19. I have heard of no malversations in office which have been of any consequence, unless we consider as such some factious transactions in the Pennsylvania Assembly; or some acts of the Virginia Assembly which have been contrary to their constitution. The causes of these were explained in the preceding article.

20. Broils among the States may happen in the following ways: 1. A State may be embroiled with the other twelve by not complying with the lawful requisitions of Congress. 2. Two States may differ about their boundaries. But the method of settling these is fixed by the confederation, and most of the States which have any differences of this kind, are submitting them to this mode of determination, and there is no danger of opposition to the decree by any State. The individuals interested may complain, but this can produce no difficulty. 3. Other contestations may arise between two States, such as pecuniary demands, affrays among their citizens, and whatever else may arise between any two nations, with respect to these, there are two opinions. One that they are to be decided according to the ninth article of the confederation, which says that Congress shall be the last resort in all differences between two or more States, concerning boundary jurisdiction, or any other cause whatever; and prescribes the mode of decision, and the weight of reason is undoubtedly in favor of this opinion, yet there are some who question it.

It has been often said that the decisions of Congress are impotent because the confederation provides no compulsory power. But when two or more nations enter into compact, it is not usual for them to say what shall be done to the party who infringes it. Decency forbids this, and it is as unnecessary as indecent, because the right of compulsion naturally results to the party injured by the breach. When any one State in the American Union refuses obedience to the confederation by which they have bound themselves, the rest have a natural right to compel them to obedience. Congress would probably exercise long patience before they would recur to force; but if the case ultimately required it, they would use that recurrence. Should this case ever arise, they will probably coerce by a naval force, as being more easy, less dangerous to liberty, and less likely to produce much bloodshed.

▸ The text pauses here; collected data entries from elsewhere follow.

PR #1093, opened 2026-08-18
Create tableau dashboard based on iasworld tests

### LINKED ISSUE #1088: Create Tableau dashboard based on iasWorld tests
## Background

We currently maintain a set of iasWorld tests that we define as [dbt data tests](https://docs.getdbt.com/docs/build/data-tests) and run via the script [`run_iasworld_tests.py`](https://github.com/ccao-data/data-architecture/blob/master/dbt/scripts/run_iasworld_data_tests.py). For some docs explaining how we maintain and run these tests, see [the relevant section in our data architecture docs](https://github.com/ccao-data/data-architecture/tree/master/dbt#iasworld-tests). We run these tests whenever our Res Val QC stakeholders ask for them, which is typically at the open and close of every town.

We have recently had some success building out QC products using Athena views that we feed into Tableau dashboards: The Valuations team is now using a Tableau dashboard for town close QC, and soon they will test drive a new dashboard for res land QC. If we could move our iasWorld tests into Tableau, we could align this QC products with our emerging standard (Tableau), while offering all of the other benefits of a Tableau dashboard -- namely, that it will auto-update once per day, and our stakeholders will be able to access it on-demand without needing to contact us.

## Implementation plan

Moving our iasWorld tests into Tableau will require more work than we had to do when moving town close QC reports into Tableau. This is because our town close QC reports have always been based on individual Athena views, whereas we define our iasWorld tests as dbt data tests and split them across many different iasWorld source schema definitions. Hence, to create a Tableau dashboard based on our iasWorld tests, we'll need to recreate our data tests in some new Athena views that Tableau can pull from. This approach will be similar to the res land QC dashboard, just with a greater number of underlying Athena views.

Here is a rough list of the tasks that I think this issue will require:

- Create a new view for each iasWorld source called `qc.vw_report_iasworld_test_<tablename>` that recreates the tests defined in that iasWorld source's `schema.yml` file
    - For example, the view `qc.vw_report_iasworld_test_pardat` should include the following tests:
        - `iasworld_pardat_adrno_length_lte_5`
        - `iasworld_pardat_class_equals_luc`
        - `iasworld_pardat_cur_in_accepted_values`
        - `iasworld_pardat_nbhd_matches_legdat_township`
        - `iasworld_pardat_nbhd_matches_spatial_town_nbhd`
        - `iasworld_pardat_seq_all_sequential_exist`
        - `iasworld_pardat_unique_by_parid_taxyr`
    - Each view should select the following columns, with one row for each PIN/card/lline that is failing a particular test[^1]:
        - `test_name` (string): The name slug for the test, derived from the `name` field in the dbt test definition 
        - `test_description` (string): The human-readable description for the test, derived from the `meta.description` field in the dbt test definition
        - `test_category` (string): The slug category for the test, derived from the `meta.category` field in the dbt test definition
        - `taxyr`
        - `parid`
        - `card` (null if the underlying table doesn't include cards)
        - `lline` (null if the underlying table doesn't include land lines)
        - `township_code`
        - `class`
        - `who`
        - `wen`
        - `additional_fields` (type TBD): Key-value pairs for all of the additional contextual fields that are important for debugging this test failure
            - I'm not totally sure how best to format this column, so I'm open to feedback! In the current version of the test workbook, we include each field as its own column, which means that some test categories have a bunch of additional fields that are blank for most tests. It seems like an [array map](https://docs.aws.amazon.com/athena/latest/ug/arrays-create-maps.html) might be an easier way to manage this, but I don't have a good sense of how we would display that in Tableau. We should discuss with Kyra and decide on a path forward.
    - Note that there are a few scattered QC views that have iasWorld tests defined on their schema, namely `qc.vw_iasworld_sales_*`, `qc.vw_report_town_close_res_parcels_not_set_to_cost_approach`, `qc.vw_neg_asmt_value`, and `reporting.vw_pin_value_long`. It would be best to try to move these tests into the `qc.vw_report_iasworld_test_*` view for whichever table is most important in the test, but I haven't looked at these tests in detail, so I don't have a sense of how hard that will be. In the worst case scenario, it's fine to continue using these views as the basis for the new table definitions.
- Create a new view `qc.vw_report_iasworld_test` that unions all of the individual views
    - This view should add a `township_name` column by joining to `spatial.township` 
- Create a Tableau dashboard based on `qc.vw_report_iasworld_test` that replicates the structure of the existing test workbook
    - Unlike the workbook, the dashboard should not have tabs for each test category; instead, it should include the category as a column, and should have a top-level category filter
    - The dashboard should include a township filter

> [!WARNING]  
> As we implement these views, make sure to use `iasworld.pardat` as the basis for all views, to make sure we are excluding any deactivated parcels from the query set.

[^1]: Note that this is a different table design than the res land QC view, which is unique by PIN + lline rather than PIN + lline + test.

Damonamajor:
This is the query that I have been using to test. It seems like it gets updated pretty frequently, so although it passessed yesterday, it is failing today. Here's an example of a PIN which fails in this query, but has updated info for matching class_equals_luc: Parid `25343080220000`

image

```
WITH view_rows AS (
    FROM z_ci_1088_create_tableau_dashboard_based_on_iasworld_tests_qc.vw_report_iasworld_test_pardat
),
test_failure_rows AS (
    SELECT 'iasworld_pardat_adrno_length_lte_5' AS test_name, parid, taxyr
    FROM z_dev_damajor_test_failure.iasworld_pardat_adrno_length_lte_5
    UNION ALL
    SELECT 'iasworld_pardat_class_equals_luc', parid, taxyr
    FROM z_dev_damajor_test_failure.iasworld_pardat_class_equals_luc
    UNION ALL
    SELECT 'iasworld_pardat_cur_in_accepted_values', parid, taxyr
    FROM z_dev_damajor_test_failure.iasworld_pardat_cur_in_accepted_values
    UNION ALL
    SELECT 'iasworld_pardat_nbhd_matches_legdat_township', parid, taxyr
    FROM z_dev_damajor_test_failure.iasworld_pardat_nbhd_matches_legdat_township
    UNION ALL
    SELECT 'iasworld_pardat_nbhd_matches_spatial_town_nbhd', parid, taxyr
    FROM z_dev_damajor_test_failure.iasworld_pardat_nbhd_matches_spatial_town_nbhd
    UNION ALL
    SELECT 'iasworld_pardat_seq_all_sequential_exist', parid, taxyr
    FROM z_dev_damajor_test_failure.iasworld_pardat_seq_all_sequential_exist
    UNION ALL
    SELECT 'iasworld_pardat_unique_by_parid_taxyr', parid, taxyr
    FROM z_dev_damajor_test_failure.iasworld_pardat_unique_by_parid_taxyr
)
SELECT
    COALESCE(v.parid, f.parid) AS parid,
    COALESCE(v.taxyr, f.taxyr) AS taxyr,
    CASE
        WHEN v.parid IS NULL THEN 'only in old failures'
        WHEN f.parid IS NULL THEN 'only in new failures'
    END AS source
FROM view_rows v
    ON v.test_name = f.test_name
    AND v.parid = f.parid
    AND v.taxyr = f.taxyr
WHERE v.parid IS NULL OR f.parid IS NULL
ORDER BY parid, test_name

```

owndat only produces errors for whitespaces

```
WITH view_rows AS (
    FROM z_ci_1088_create_tableau_dashboard_based_on_iasworld_tests_qc.vw_report_iasworld_test_owndat
    WHERE test_name NOT IN ('iasworld_owndat_address_columns_no_extra_whitespace')
),
test_failure_rows AS (
    SELECT 'iasworld_owndat_cur_in_accepted_values' AS test_name, parid, taxyr
    FROM z_dev_damajor_test_failure.iasworld_owndat_cur_in_accepted_values
    UNION ALL
    SELECT 'iasworld_owndat_parid_in_pardat_parid', parid, taxyr
    FROM z_dev_damajor_test_failure.iasworld_owndat_parid_in_pardat_parid
    UNION ALL
    SELECT 'iasworld_owndat_parid_not_null', CAST(NULL AS VARCHAR) AS parid, taxyr
    FROM z_dev_damajor_test_failure.iasworld_owndat_parid_not_null
    UNION ALL
    SELECT 'iasworld_owndat_seq_all_sequential_exist', parid, taxyr
    FROM z_dev_damajor_test_failure.iasworld_owndat_seq_all_sequential_exist
    UNION ALL
    SELECT 'iasworld_owndat_unique_by_parid_taxyr', parid, taxyr
    FROM z_dev_damajor_test_failure.iasworld_owndat_unique_by_parid_taxyr
)
SELECT
    COALESCE(v.parid, f.parid) AS parid,
    COALESCE(v.taxyr, f.taxyr) AS taxyr,
    CASE
        WHEN v.test_name IS NULL THEN 'only in old failures'
        WHEN f.test_name IS NULL THEN 'only in new failures'
    END AS source
FROM view_rows v
    ON v.test_name = f.test_name
    AND v.parid IS NOT DISTINCT FROM f.parid
    AND v.taxyr = f.taxyr
WHERE v.test_name IS NULL OR f.test_name IS NULL
ORDER BY parid, test_name
```

It then unions both tables into the view `dbt/models/qc/qc.vw_report_iasworld_test_all.sql`

### DIFF
--- a/dbt/macros/generate_iasworld_qc_test_view.sql
+++ b/dbt/macros/generate_iasworld_qc_test_view.sql
@@ -68,17 +68,20 @@
             '{{ test.description }}' as test_description,
             '{{ test.category }}' as test_category,
             {% if test.additional_select_columns -%}
-                map(
-                    array[
-                        {%- for col_name in test.additional_select_columns -%}
-                            '{{ col_name }}'{{ ", " if not loop.last }}
-                        {%- endfor %}
-                    ],
-                    array[
-                        {%- for col_name in test.additional_select_columns -%}
-                            cast({{ col_name }} as varchar) {{- ", " if not loop.last }}
-                        {%- endfor %}
-                    ]
+                map_filter(
+                    map(
+                        array[
+                            {%- for col_name in test.additional_select_columns -%}
+                                '{{ col_name }}'{{ ", " if not loop.last }}
+                            {%- endfor %}
+                        ],
+                        array[
+                            {%- for col_name in test.additional_select_columns -%}
+                                cast({{ col_name }} as varchar) {{- ", " if not loop.last }}
+                            {%- endfor %}
+                        ]
+                    ),
+                    (k, v) -> v IS NOT NULL
                 ) as additional_columns
             {%- else -%} cast(null as map(varchar, varchar)) as additional_columns
             {%- endif %}
--- a/dbt/macros/generate_iasworld_qc_test_view.sql
+++ b/dbt/macros/generate_iasworld_qc_test_view.sql
@@ -1,0 +1,140 @@
+{#-
+    Generate a QC report view that runs a set of boolean "tests" against a
+    base query and returns one row per (record, failing test) pair. We use
+    the resulting views to power iasWorld QC.
+
+    Args:
+        base_query: A SQL SELECT statement (as a string) that returns the
+            identifying columns plus any additional columns referenced by
+            the `condition` or `additional_select_columns` attributes of the
+            `tests` argument. Source tables that don't include a required
+            identifying column (usually `card` or `lline`) should return
+            `CAST(NULL AS <type>) AS <column_name>` for that column to conform
+            to the expected shape. Required identifying columns include:
+                - parid: varchar
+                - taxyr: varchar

It has been said, too, that our governments, both federal and particular, want energy; that it is difficult to restrain both individuals and States from committing wrong. This is true, and it is an inconvenience. On the other hand, that energy which absolute governments derive from an armed force, which is the effect of the bayonet constantly held at the breast of every citizen, and which resembles very much the stillness of the grave, must be admitted also to have its inconveniences. We weigh the two together, and like best to submit to the former. Compare the number of wrongs committed with impunity by citizens among us with those committed by the sovereign in other countries, and the last will be found most numerous, most oppressive on the mind, and most degrading of the dignity of man.

22. The States differed very much in their proceedings as to British property, and I am unable to give the details. In Virginia, the sums sequestered in the treasury remain precisely as they did at the conclusion of the peace. The British having refused to make satisfaction for the slaves they carried away, contrary to the treaty of peace, and to deliver up the ports within our limits, the execution of that treaty is in some degree suspended. Individuals, however, are paying off their debts to British subjects, and the laws even permit the latter to recover them judicially. But as the amount of these debts are twenty or thirty times the amount of all the money in circulation in that State, the same laws permit the debtor to pay his debts in seven equal and annual payments.